Stephan Roemer (Inhaber Tourasia) berichtet von bislang zwei Kundenanfragen diesbezüglich, welche durch offene Kommunikation beantwortet wurden und wonach die Reisenden an ihrer Buchung festhielten. «Ich stelle keine Panik bei unseren Kunden fest, aber wir verfolgen die Lage natürlich aufmerksam», so Roemer, der selber in 10 Tagen nach China reisen wird, «glücklicherweise ist jetzt gerade Tiefsaison bei China-Reisen. Aber wir sehen aktuell keinen weiteren Handlungsbedarf als Touroperator. Ich möchte hier auch daran erinnern, dass es in der Schweiz jährlich mehr Grippetote wegen herkömmlicher Grippe gibt, als bislang wegen dem Coronavirus in China gestorben sind.» Und auch Roemer attestiert, dass China wie auch die ganze Welt von der SARS-Krise gelernt haben. Natürlich geht also Angst um, aber man weiss, womit man es zu tun hat, und ist bestmöglich vorbereitet.

Primär ist Chinas Tourismus betroffen

Einen grossen Verlierer gibt es aber bereits bei dieser Coronavirus-Krise: Den chinesischen Inland-Tourismus. Denn morgen Samstag beginnt das neue Chinesische Jahr, in diesem Fall das Jahr der Ratte (ironischerweise ein Tier, das quasi Wappentier der Krankheitsträger ist - wobei das neue Coronavirus offenbar von Schlangen stammen soll). Und dieses «Chinese Lunar New Year», welches während einer Woche gefeiert wird, sorgt im 1,4-Milliarden-Land für regelrechte Reiseströme, da Verwandte und Freunde quer durch das ganze Land besucht werden. Aus Sicht der Behörden ist dies aber vor allem eins: Ein Gefahrenherd, denn so kann möglicherweise tatsächlich eine Epidemie entstehen.

Folglich wurden zahlreiche Neujahrs-Events abgesagt; in Peking ist ab morgen (25. Januar) die Verbotene Stadt für Besucher gesperrt. Die chinesischen Behörden haben Flughäfen, Bahnstationen und Busdepots bereits mit Temperatur-Monitoren ausgestattet - wobei Fieber nur eines der möglichen Symptome einer Coronavirus-Erkrankung ist. Viele Chinesen, nicht nur jene in den abgeriegelten Städten, dürften dieses Jahr zuhause bleiben aus Angst vor einer Ansteckung oder weil mit starken Verzögerungen beim Transport zu rechnen ist.

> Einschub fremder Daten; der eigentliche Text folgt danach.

PR #5514, opened 2026-04-29
Live Location Sharing - handle server echoes

### LINKED ISSUE #5465: [Bug] Banner does not disappear when stopping from another device
1. Bob starts sharing on device A (banner appears below room header).
2. Bob goes to device B and stops sharing from there.

Expected: Banner goes away on device A.
Actual: Banner stays.

Velin92:
This includes two important changes:
- Only starts sending a location when we are actually getting the start event echoed by the server, so that we are sure the SDK is not going to discard the sent location since it did not find the start event echo, this will then promote a starting session to an active session, and handle the send
- Check if a new event arrives in the room while an existing active local session is present, and if that's the case we can safely assume is an external event, and then remove the session locally.
- Update the tests to include testing the own beacon info updates.

fixes #5465

### DIFF
--- a/ElementX/Sources/Services/Client/ClientProxyProtocol.swift
+++ b/ElementX/Sources/Services/Client/ClientProxyProtocol.swift
@@ -90,9 +90,13 @@ enum TimelineMediaVisibility: Decodable {
     case never
 }
 
-struct OwnBeaconInfoUpdate: Equatable {
+/// Represents a server-echoed update about the current user's own beacon info state in a room.
+struct LiveLocationOwnInfoUpdate: Equatable {
+    /// The room where the beacon info event was sent.
     let roomID: String
+    /// The event ID of the beacon info state event.
     let eventID: String
+    /// Whether the beacon is currently active (live) or has been stopped.
     let isLive: Bool
 }
 
@@ -272,7 +276,8 @@ protocol ClientProxyProtocol: AnyObject {
     
     // MARK: - Live Location
 
-    var ownBeaconInfoUpdatesPublisher: AnyPublisher<OwnBeaconInfoUpdate, Never> { get }
+    /// Publishes updates about the current user's own live location beacon info state changes (start/stop) as echoed by the server.
+    var liveLocationOwnInfoUpdatesPublisher: AnyPublisher<LiveLocationOwnInfoUpdate, Never> { get }
 
     // MARK: - Moderation & Safety
     
--- a/ElementX/Sources/Services/Client/ClientProxyProtocol.swift
+++ b/ElementX/Sources/Services/Client/ClientProxyProtocol.swift
@@ -90,6 +90,12 @@ enum TimelineMediaVisibility: Decodable {
     case never
 }
 
+struct OwnBeaconInfoUpdate: Equatable {
+    let roomID: String
+    let eventID: String
+    let isLive: Bool
+}
+
 // sourcery: AutoMockable
 protocol ClientProxyProtocol: AnyObject {
     var actionsPublisher: AnyPublisher<ClientProxyAction, Never> { get }
@@ -264,6 +270,10 @@ protocol ClientProxyProtocol: AnyObject {
     
     func userIdentity(for userID: String, fallBackToServer: Bool) async -> Result<UserIdentityProxyProtocol?, ClientProxyError>
     
+    // MARK: - Live Location
+
+    var ownBeaconInfoUpdatesPublisher: AnyPublisher<OwnBeaconInfoUpdate, Never> { get }
+
     // MARK: - Moderation & Safety
     
     func setTimelineMediaVisibility(_ value: TimelineMediaVisibility) async -> Result<Void, ClientProxyError>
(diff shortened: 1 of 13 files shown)


ElementX/Sources/Services/Client/ClientProxyProtocol.swift
```diff
@@ -90,6 +90,12 @@ enum TimelineMediaVisibility: Decodable {
     case never
 }
 
+struct OwnBeaconInfoUpdate: Equatable {
```
pixlwave: We should probably add some docs describing what this type is as the name is pretty generic. Potentially we could also rename it to include LiveLocation.

ElementX/Sources/Services/Client/ClientProxyProtocol.swift
```diff
@@ -264,6 +270,10 @@ protocol ClientProxyProtocol: AnyObject {
     
     func userIdentity(for userID: String, fallBackToServer: Bool) async -> Result<UserIdentityProxyProtocol?, ClientProxyError>
     
+    // MARK: - Live Location
+
+    var ownBeaconInfoUpdatesPublisher: AnyPublisher<OwnBeaconInfoUpdate, Never> { get }
```
pixlwave: Same comments here too.

ElementX/Sources/Services/Location/LiveLocationManager.swift
```diff
@@ -20,7 +20,11 @@ class LiveLocationManager: NSObject, LiveLocationManagerProtocol, CLLocationMana
     
     /// Cached joined room proxies keyed by room ID, kept in sync with the active sessions dictionary.
     private var activeRoomProxies = [String: JoinedRoomProxyProtocol]()
-    
+
+    /// Sessions that have been requested but not yet confirmed by the server echo.
+    /// Once the server acknowledges the beacon info, sessions are promoted to the persistent store.
+    private var startingLiveLocationSharingSessionsByRoomID = [String: LiveLocationSession]()
+
```
pixlwave: The whitespace indentation has been stripped.

ElementX/Sources/Services/Location/LiveLocationManager.swift
```diff
@@ -104,28 +109,22 @@ class LiveLocationManager: NSObject, LiveLocationManagerProtocol, CLLocationMana
...
-        if isUpdatingLocation, let lastLocation {
-            // To make sure the newly started session is in sync with the existing ones,
-            // we re-send the last location received by the manager.
-            // Otherwise we would need to wait a distance filtered update.
-            locationUpdateSubject.send(lastLocation)
-        }
-        
+        let expirationDate = Date().addingTimeInterval(TimeInterval(duration.seconds))
+        startingLiveLocationSharingSessionsByRoomID[roomID] = LiveLocationSession(eventID: eventID, expirationDate: expirationDate)
+
```
pixlwave: Same, probably best to re-indent the whole file as Claude has done it's work 🙈

ElementX/Sources/Services/Location/LiveLocationManager.swift
```diff
@@ -209,7 +216,34 @@ class LiveLocationManager: NSObject, LiveLocationManagerProtocol, CLLocationMana
...
     }
     
-    private func syncActiveRoomProxies(with sessions: [String: Date]) {
+    private func handleBeaconInfoUpdate(_ update: OwnBeaconInfoUpdate) {
+        // A new beaconInfo has been received in a room with existing active session
+        // This is either a new start or a new stop from a different device, so we
+        // should remove the session from the current local one.
+        if appSettings.liveLocationSharingSessionsByRoomID[update.roomID] != nil {
+            appSettings.liveLocationSharingSessionsByRoomID.removeValue(forKey: update.roomID)
+        }
```
pixlwave: FWIW, I don't think we actually need that `if != nil` check.

UnitTests/Sources/LiveLocationManagerTests.swift
```diff
@@ -165,15 +177,35 @@ final class LiveLocationManagerTests {
...
+    // MARK: - Beacon info updates
+
+    @Test
+    func beaconInfoUpdateFromAnotherDeviceRemovesActiveSession() async throws {
+        setUp()
+        let roomProxy = makeRoomProxy(roomID: "!room:matrix.org")
+        clientProxy.roomForIdentifierClosure = { _ in .joined(roomProxy) }
+
+        let result = await manager.startLiveLocation(roomID: "!room:matrix.org", duration: .seconds(300))
+        try result.get()
```
pixlwave: I might be missing something but given we're not interested in the value couldn't this just be a single line:

```suggestion
        try await manager.startLiveLocation(roomID: "!room:matrix.org", duration: .seconds(300)).get()
```

pixlwave (approved):
LGTM! 😎

ElementX/Sources/Services/Location/LiveLocationManager.swift
Velin92: weird btw in VSCode it did not do this, but weird enough it behaves like this when using the Xcode agent.

PR #5517, opened 2026-04-30
add dev option to re-register for push notifications

mredig:
In testing my other PR, I'm running into notification issues. This is a dev feature to help with that troubleshooting that should also be useful in the long run.

### Pull Request Checklist

- [ ] Voiceover enabled.

### DIFF
--- a/ElementX/Sources/Screens/Settings/DeveloperOptionsScreen/DeveloperOptionsScreenModels.swift
+++ b/ElementX/Sources/Screens/Settings/DeveloperOptionsScreen/DeveloperOptionsScreenModels.swift
@@ -48,6 +48,7 @@ struct DeveloperOptionsScreenViewStateBindings {
 
 enum DeveloperOptionsScreenViewAction {
     case clearCache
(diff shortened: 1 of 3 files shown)


mredig:
(I am unable to add labels)

stefanceriu (commented):
This doesn't seem to be much different than disabling and then re-enabling notifications from the app's settings, can you work with that?

mredig:
> This doesn't seem to be much different than disabling and then re-enabling notifications from the app's settings, can you work with that?

I did not think of that. That should work in most cases, but technically it's different in that this new button is just refreshing the existing registration with APNs while the toggle off and back on is unregistering and creating a new registration.


I *think* I can work with the toggle for my needs, but I'll let you decide if that's enough differentiated value or not. Feel free to close if you don't. :)

stefanceriu:
Okay so if you don't mind I'm going to go ahead and close it. These developer flags tend to pile up and before long nobody knows if they can be cleaned up or not.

Darüber hinaus stellt sich die Frage, wie Behörden im Ausland mit einreisenden Chinesen umgehen. Millionen Chinesen reisen weltweit umher - als mögliche Träger des Coronavirus. Aber hier gilt es einmal mehr festzuhalten: Die Behörden sind alarmiert, Vorkehrungen werden getroffen, und die Erkrankung ist nicht zwingend tödlich. Gemessen an der Anzahl Reisenden weltweit und in China allein sind die bisherigen Erkrankungsfälle ein Klacks.